BOGOR – Dinas Kesehatan (Dinkes) di Kota Bogor, Jawa Barat, baru-baru ini mengungkapkan adanya penambahan jumlah kasus keracunan akibat program Makan Bergizi Gratis (MBG). Hingga saat ini, tercatat 223 individu yang mengalami keracunan, yang menunjukkan perlu adanya perhatian lebih terhadap keamanan pangan di daerah ini.

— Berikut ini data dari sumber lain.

PR #122, opened 2021-11-15
Add module resolution for react-beautiful-dnd

terryyylim:
Since our internal Experiment-Engine (EE) UI requires the use of Drag-And-Drop component from `eui` library which has dependency on `react-beautiful-dnd`, an issue as described in this [PR](https://github.com/gojekfarm/react-beautiful-dnd/pull/1) was found and needs to be resolved, by using the fix introduced (via module resolution).

Module resolution is required on Turing because it uses the same `eui` version as the EE (`32.3.0`). In the scenario where the EE uses a different minor/patch version, the change introduced in this PR will not be required since the dependency is not a singleton. Validation has been done and this behaviour is consistent with our conclusion in previous PR: #114 .

Regardless, this module resolution fix will be useful if Turing-UI starts using Drag-And-Drop component for 2 different lists.

### DIFF
--- a/ui/package.json
+++ b/ui/package.json
@@ -39,7 +39,8 @@
     "react-scripts": "5.0.0-next.37"
   },
   "resolutions": {
-    "react-scripts/**/postcss-normalize": "10.0.1"
+    "react-scripts/**/postcss-normalize": "10.0.1",
+    "**/react-beautiful-dnd": "git+https://github.com/gojekfarm/react-beautiful-dnd.git#master"
   },
   "lint-staged": {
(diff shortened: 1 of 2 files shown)


krithika369 (approved):
LGTM. For ease of understanding the reason for this change in the future, could you elaborate more on the mechanics of module federation?

It is my understanding that if we change the experiment engine's Eui dependency to a different version than Turing (say, a different minor version), this change in Turing is not required (since this dependency is not a singleton). Could you also test this and update the PR description? In doing so, we can also validate that the behavior is still consistent with whatever we concluded in the previous PR: https://github.com/gojek/turing/pull/114.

Dalam pernyataan resmi yang dikeluarkan pada 13 Mei 2025, Kepala Dinkes Kota Bogor, Sri Nowo Retno, mengungkapkan bahwa laporan terbaru menunjukkan tambahan 9 kasus baru. “Dari hasil penyelidikan epidemiologi yang dilakukan, hari ini kami mencatat terdapat 9 korban baru, membawa total kasus menjadi 223,” ujarnya.
Rincian lebih lanjut menunjukkan bahwa dalam periode tanggal 7 hingga 12 Mei 2025, 45 orang dirawat di rumah sakit, sementara 49 orang menjalani perawatan jalan, dan 129 individu mengalami keluhan ringan yang tidak memerlukan rawat inap. “Hari ini, ada 5 pasien baru yang di rawat inap dan 4 orang di rawat jalan. Di sisi lain, 27 orang telah selesai menjalani perawatan di rumah sakit, menyisakan 18 pasien yang masih dirawat,” lanjutnya.

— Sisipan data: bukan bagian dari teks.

PR #124, opened 2021-11-16
Add templating of turing ingress for networking api v1beta1 and v1.

ashwinath:
Some clusters may be on a lower version of Kubernetes (< 1.19) and do not allow for the Ingress object under the `networking.k8s.io/v1` API but allow for `networking.k8s.io/v1beta1` API. This PR allows for either configuration.


infra/charts/turing/templates/ingress.yaml
```diff
@@ -1,11 +1,10 @@
 {{- if .Values.turing.ingress.enabled }}
-apiVersion: networking.k8s.io/v1
 kind: Ingress
 metadata:
   name: {{ template "turing.fullname" . }}
   namespace: {{ .Release.Namespace }}
   annotations:
-    kubernetes.io/ingress.class: {{ .Values.turing.ingress.class }}
+    kubernetes.io/ingress.class: "{{ .Values.turing.ingress.class }}"
```
ashwinath, line 7: IIRC empty string is valid as well but not nil object.

ashwinath:
I tested the template generation of the ingress with `turing.ingress.useV1Beta1 = true` in a Kubernetes 1.18 environment.

infra/charts/turing/Chart.yaml
```diff
@@ -1,4 +1,4 @@
 apiVersion: v1
 description: "Turing: ML Experimentation System"
 name: turing
-version: 0.2.0
+version: 0.2.1
```
romanwozniak, line 4: This should be `0.2.2` now

romanwozniak (approved):
The same thing should probably be done for mlp/merlin ingresses as well, to keep it consistent. Besides this, LGTM

infra/charts/turing/Chart.yaml
ashwinath: ok I'll bump it up.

Ketika melihat lebih dalam ke sekolah-sekolah yang terlibat, Dinkes menemukan bahwa sembilan institusi telah melaporkan kasus keracunan. Jumlah terbanyak berasal dari SMP Bina Insani dengan 96 orang, diikuti oleh TK Bina Insani (28 orang), dan beberapa sekolah dasar yang juga melaporkan beberapa kasus. Rincian selengkapnya termasuk SD Bina Insani dengan 13 kasus, SDN Kukupu dengan 38 orang, dan SDN Kedung Jaya 1 serta 2 masing-masing melaporkan 16 dan 46 kasus.
Untuk mengatasi situasi ini, Dinas Kesehatan tetap berkoordinasi dengan pihak sekolah guna memantau perkembangan dan meningkatkan penanganan kasus. “Kami terus berhubungan dengan masing-masing sekolah mengenai kemungkinan adanya tambahan kasus, dan juga melakukan koordinasi dengan rumah sakit untuk memastikan pasien mendapatkan perawatan yang memadai,” tegas Sri Nowo Retno.
Sejak kejadian ini, perhatian publik meningkat terhadap program Makan Bergizi Gratis (MBG) yang dilaksanakan oleh Satuan Pelayanan Pemenuhan Gizi di Kota Bogor. Program ini awalnya bertujuan untuk memberikan akses makanan bergizi bagi masyarakat, namun kini menuai kritik dan masyarakat berharap ada langkah pencegahan yang lebih baik ke depannya.
Editan lebih lanjut terkait penyebab keracunan juga telah dilakukan. Melalui hasil uji laboratorium, terungkap bahwa ditemukan bakteri E.Coli dan Salmonella dalam makanan yang disajikan, terutama yang berbahan dasar telur dan tumis toge. Kondisi ini tentu memprihatinkan, dan mempertegas pentingnya pengawasan terhadap keamanan pangan.
Melihat situasi ini dalam konteks yang lebih luas, dapat dicatat bahwa kasus ini bukan hanya sekedar angka, tetapi merupakan panggilan untuk meningkatkan kesadaran akan pentingnya keamanan pangan. Kejadian ini juga dapat menjadi pelajaran bagi masyarakat dan instansi yang mengelola program gizi untuk lebih memperhatikan prosedur kebersihan dan keamanan dalam penyajian makanan.
Situasi ini menggambarkan tantangan yang harus dihadapi dalam pengelolaan program-program pemenuhan gizi serta pentingnya kolaborasi antara instansi pemerintah dan masyarakat untuk menciptakan lingkungan yang sehat dan aman bagi semua.